When a line in the listing below contains the word "supports", return a copy of that line.

((

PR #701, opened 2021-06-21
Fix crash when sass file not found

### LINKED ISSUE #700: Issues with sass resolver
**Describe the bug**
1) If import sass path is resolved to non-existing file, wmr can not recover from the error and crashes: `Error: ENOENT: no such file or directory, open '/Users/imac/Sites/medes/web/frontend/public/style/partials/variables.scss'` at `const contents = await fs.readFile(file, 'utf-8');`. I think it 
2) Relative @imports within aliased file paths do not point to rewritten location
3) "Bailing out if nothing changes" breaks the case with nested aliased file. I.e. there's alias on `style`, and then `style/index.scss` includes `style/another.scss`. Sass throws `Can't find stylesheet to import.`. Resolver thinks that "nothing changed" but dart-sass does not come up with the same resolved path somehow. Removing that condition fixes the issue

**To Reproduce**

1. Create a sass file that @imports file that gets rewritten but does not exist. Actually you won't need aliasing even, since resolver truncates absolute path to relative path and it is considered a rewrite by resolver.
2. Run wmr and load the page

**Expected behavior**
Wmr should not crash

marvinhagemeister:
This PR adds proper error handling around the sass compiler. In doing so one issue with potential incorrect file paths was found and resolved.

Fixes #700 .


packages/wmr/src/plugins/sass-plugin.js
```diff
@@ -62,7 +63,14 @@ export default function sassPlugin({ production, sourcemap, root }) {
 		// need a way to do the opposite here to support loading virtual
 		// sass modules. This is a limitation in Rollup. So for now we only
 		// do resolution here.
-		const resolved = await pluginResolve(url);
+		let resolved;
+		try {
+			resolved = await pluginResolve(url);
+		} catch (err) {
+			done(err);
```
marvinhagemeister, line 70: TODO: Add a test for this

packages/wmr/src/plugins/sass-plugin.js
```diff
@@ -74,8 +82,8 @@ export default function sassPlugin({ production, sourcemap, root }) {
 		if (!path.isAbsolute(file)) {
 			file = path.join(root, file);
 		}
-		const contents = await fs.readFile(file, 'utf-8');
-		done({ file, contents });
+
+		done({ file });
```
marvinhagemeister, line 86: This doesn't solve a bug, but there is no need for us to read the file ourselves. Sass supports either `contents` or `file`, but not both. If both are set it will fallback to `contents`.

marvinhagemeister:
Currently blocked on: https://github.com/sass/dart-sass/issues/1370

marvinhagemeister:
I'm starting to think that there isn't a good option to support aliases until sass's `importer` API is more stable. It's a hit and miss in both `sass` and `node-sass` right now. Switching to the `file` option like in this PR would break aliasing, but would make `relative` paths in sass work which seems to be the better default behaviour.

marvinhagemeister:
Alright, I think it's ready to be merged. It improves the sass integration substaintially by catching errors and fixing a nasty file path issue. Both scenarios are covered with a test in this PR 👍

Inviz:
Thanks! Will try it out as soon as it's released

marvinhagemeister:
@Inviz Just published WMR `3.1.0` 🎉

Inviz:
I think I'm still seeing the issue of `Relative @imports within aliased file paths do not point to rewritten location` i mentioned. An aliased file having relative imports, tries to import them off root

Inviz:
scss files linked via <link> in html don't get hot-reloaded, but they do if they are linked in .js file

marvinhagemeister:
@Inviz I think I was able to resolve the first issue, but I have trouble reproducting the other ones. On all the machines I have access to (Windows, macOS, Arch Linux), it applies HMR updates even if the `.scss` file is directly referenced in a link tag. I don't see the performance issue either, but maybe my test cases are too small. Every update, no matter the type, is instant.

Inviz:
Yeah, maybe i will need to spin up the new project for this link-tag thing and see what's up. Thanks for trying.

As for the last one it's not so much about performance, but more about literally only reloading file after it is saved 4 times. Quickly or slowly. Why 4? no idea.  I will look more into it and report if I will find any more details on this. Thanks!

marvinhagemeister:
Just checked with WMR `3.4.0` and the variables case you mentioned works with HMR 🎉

))
((

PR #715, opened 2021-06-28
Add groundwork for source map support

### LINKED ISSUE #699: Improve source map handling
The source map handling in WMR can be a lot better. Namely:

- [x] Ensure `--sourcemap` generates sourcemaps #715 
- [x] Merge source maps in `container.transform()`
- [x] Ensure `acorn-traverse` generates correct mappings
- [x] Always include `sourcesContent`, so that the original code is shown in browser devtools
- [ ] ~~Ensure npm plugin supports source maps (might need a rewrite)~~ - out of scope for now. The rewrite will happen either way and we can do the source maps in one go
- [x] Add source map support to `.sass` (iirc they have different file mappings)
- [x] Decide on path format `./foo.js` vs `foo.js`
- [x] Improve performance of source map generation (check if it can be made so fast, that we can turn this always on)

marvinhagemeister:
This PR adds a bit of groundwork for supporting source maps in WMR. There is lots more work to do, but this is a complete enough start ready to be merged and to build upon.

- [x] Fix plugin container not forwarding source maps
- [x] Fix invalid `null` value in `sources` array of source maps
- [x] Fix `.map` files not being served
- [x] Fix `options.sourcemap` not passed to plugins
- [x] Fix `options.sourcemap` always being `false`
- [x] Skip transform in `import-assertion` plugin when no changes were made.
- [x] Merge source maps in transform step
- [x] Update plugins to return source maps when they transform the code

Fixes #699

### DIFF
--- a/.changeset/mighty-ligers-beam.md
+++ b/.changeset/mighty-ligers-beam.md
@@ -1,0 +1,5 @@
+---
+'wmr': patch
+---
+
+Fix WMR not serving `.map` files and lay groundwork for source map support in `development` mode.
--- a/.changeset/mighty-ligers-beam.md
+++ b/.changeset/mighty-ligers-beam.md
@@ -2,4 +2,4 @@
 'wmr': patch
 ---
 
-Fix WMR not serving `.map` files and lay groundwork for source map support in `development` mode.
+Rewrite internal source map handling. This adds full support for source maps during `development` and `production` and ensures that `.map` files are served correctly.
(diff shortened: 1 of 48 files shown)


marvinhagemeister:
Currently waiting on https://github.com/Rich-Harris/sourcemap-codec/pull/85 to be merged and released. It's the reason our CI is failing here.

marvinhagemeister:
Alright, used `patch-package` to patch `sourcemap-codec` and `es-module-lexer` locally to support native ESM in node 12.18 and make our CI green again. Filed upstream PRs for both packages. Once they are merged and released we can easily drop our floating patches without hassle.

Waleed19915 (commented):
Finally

))

▸ **EXERCISE RESULT**
marvinhagemeister, line 86: This doesn't solve a bug, but there is no need for us to read the file ourselves. Sass supports either `contents` or `file`, but not both. If both are set it will fallback to `contents`.
- [ ] ~~Ensure npm plugin supports source maps (might need a rewrite)~~ - out of scope for now. The rewrite will happen either way and we can do the source maps in one go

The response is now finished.